Le rapport langue-pensée au cœur de la
pédagogie républicaine et des sciences humaines au tournant du XIXe et du XXe siècle.
Le langage de l'enfant, le langage de l'écolier, de l'enfant du peuple, fait l'objet d'observations à la fois patientes et passionnées à la fin du XIXe siècle et toutes ces observations sont résumées dans l'expression qui devient courante alors de « vie du langage ». Quelque chose là ne se laisse pas dire, sinon par métaphore.
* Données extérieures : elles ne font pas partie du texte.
PR #600, opened 2023-06-13
Bump kolibri tools

manuq:
Issue: #568

PR #608, opened 2023-06-14
Download individual resources in the background - Part one

manuq:
Issue: #568


packages/ek-components/src/components/EkContentCard.vue
```diff
@@ -3,14 +3,14 @@
     noBody
     class="my-2 rounded-lg"
     :class="{
-      'shadow-sm': !isHovered && node.available,
-      'shadow': isHovered && node.available,
-      'disabled': !node.available,
+      'shadow-sm': !isHovered && !isDisabled,
+      'shadow': isHovered && !isDisabled,
```
jprvita, line 7:
```suggestion
      'shadow-sm': !isHovered && isEnabled,
      'shadow': isHovered && isEnabled,
```
This makes it a bit easier to read (IDK if there is a way to avoid the `!` for `isHovered` as well).

jprvita (approved):
This all looks good to me, although I'm still learning how Vue.js works and I'm still unfamiliar with Kolibri's API, so you may want another set of eyes. I haven't tested it myself, but had a play-through of this code yesterday with Manuel and Georges, which is sufficient to me.

Left a small suggestion to improve readability, feel free to take it or leave it.

packages/ek-components/src/components/EkContentCard.vue
manuq: Good catch!

manuq:
> I have nothing else to add, other than JP's comment. It seems fine to me. Despite my best attempts, I could not test this branch, as it was failing to build with `Can't resolve 'kolibri.utils.syncTaskUtils'` but please don't let that block the merging of this PR.

Ah yes, for that please check https://github.com/endlessm/kolibri-explore-plugin/pull/600#issuecomment-1589550620

GeorgesStavracas:
Reinstalling everything from scratch and I could run this. Looks good! Let's land as soon as CI goes green

kolibri_explore_plugin/assets/src/modules/manageContent/handlers.js
```diff
@@ -0,0 +1,78 @@
...
+      resolve(constants.DownloadState.READY);
+    });
+  }
+  // Else, check how the task is going and update the task in the store:
+  return TaskResource.get(task.id).then(newTask => {
+    store.commit('manageContent/SET_CONTENT_DOWNLOAD_TASK', {
+      channelId,
+      contentId,
+      task: newTask,
+    });
```
dbnicholson, line 41: This looks nice and I get why vuex is used to manage the state globally. However, I'm a bit worried about task persistence. If you close the app or the browser tab, then the vuex store data goes away, right? I think we really want something that's going to load and store the tasks from disk.

But now that I look more closely I see that this module was basically taken from the upstream device plugin. I guess later we can add its parts around `managedTasks` that pull the tasks from the backend.

manuq: @dbnicholson you are totally right. The Vuex state is not persisted, it is only for the current run. And that's why I left the `SET_ALL_CONTENT_DOWNLOAD_TASKS` setter to set all at once at the beginning. Although it isn't used yet. 

The Device tab is also not persisting the tasks on disk. What it does is fetching all tasks from the task manager and refreshing the Vuex state: https://github.com/learningequality/kolibri/blob/ea1e0754add20f7705c7a5da9a9a8883a1eca47e/kolibri/plugins/device/assets/src/modules/manageContent/actions/taskActions.js#L40

The problem is that we need to know which task corresponds to which resource in order to recreate the state, but fetched tasks don't have enough info for doing it. The task has `channel_id` and `channel_name` in extra metadata, but it doesn't have the original `node_ids` parameter. I was thinking in passing node_id as the channel_name (we put "foo" now) as a hacky solution. What do you think?

dbnicholson: Yikes, the tasks API is really not helpful. The job returned by the API is [filtered](https://github.com/learningequality/kolibri/blob/ea1e0754add20f7705c7a5da9a9a8883a1eca47e/kolibri/core/tasks/api.py#L80) from a [Job](https://github.com/learningequality/kolibri/blob/ea1e0754add20f7705c7a5da9a9a8883a1eca47e/kolibri/core/tasks/job.py#L116), which has the original `args` and `kwargs`. Furthermore, it appears `extra_metadata` is not what's provided by the caller (I'm pretty sure we can drop our usage of it) but rather [set by the validator](https://kolibri-dev.readthedocs.io/en/develop/backend_architecture/tasks.html#enqueuing-tasks-via-the-post-api-tasks-tasks-api-endpoint).

So, I guess abusing `channel_name` would be fine in the short term, but I really think the tasks API views should return the `args` and `kwargs`. I can't see why they shouldn't exposed and I think someone should make a PR upstream for it.

Another option would be to persist the mapping from node ID download (or whatever is our useful identifier) to job ID in the browser's `localStorage`. It kinda stinks since it's another data source that needs to be kept in sync with the others, but I don't think it would be too hard to manage.

dbnicholson: It also wouldn't be hard to persist the `node_ids` and `exclude_node_ids` in `extra_metadata` in addition to [`kwargs`](https://github.com/learningequality/kolibri/blob/ea1e0754add20f7705c7a5da9a9a8883a1eca47e/kolibri/core/content/tasks.py#L82). That seems useful and fits within the current system.

dbnicholson: https://github.com/learningequality/kolibri/pull/10853 was merged, so after the next release you can parse out the node IDs to see what the task was for. What I'd actually like even better (and may propose upstream) is that you can specify `extra_metadata` and it's merged with what the validator puts in there. That would allow you to put your own label in there for better identification.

Qu'entend-on par « vie du langage » ? La référence au puissant paradigme de la vie est fort à la mode car l'évolutionnisme spencérien, puis darwinien, a pris le pouvoir sur toutes les sciences dans la deuxième moitié du siècle. Pour autant, la vie en question n'est qu'une métaphore : il ne s'agit pas, en France du moins, d'appliquer littéralement au langage les caractéristiques des êtres vivants. Ce mode d'expression signale l'émergence d'une vision nouvelle des rapports entre langue et pensée, qui bouleverse les cadres classiques de la question. Il se découvre, dans le babillage de l'enfant, comme dans le langage automatique des fous, ou bien encore dans la misère linguistique du peuple, une insubordination de la langue à la pensée. Les gens ne pensent pas ce qu'ils disent, ils parlent sans penser ou pensent sans parler. En réalité, et en dépit de toutes les illusions qu'ils entretiennent à ce sujet, leur langue est assez rarement ajustée à leurs idées, elle les devance ou les ignore, elle « vit » à sa façon.
Comment dès lors arriver à une langue « juste » ? Comment éduquer le peuple, l'enfant du peuple, de manière à ce qu'il puisse maîtriser sa pensée ? Telle est la question centrale de la pédagogie républicaine qui travaille, au tournant du XIXe et du XXe siècle, en étroite relation avec les sciences humaines naissantes.
Sophie Statius, ancienne élève de l'ENS Fontenay, agrégée de Lettres modernes et docteure en sciences du langage et en sciences de l'éducation, est professeur de lettres à l'Université de Franche-Comté (IUFM, école interne de l'Université).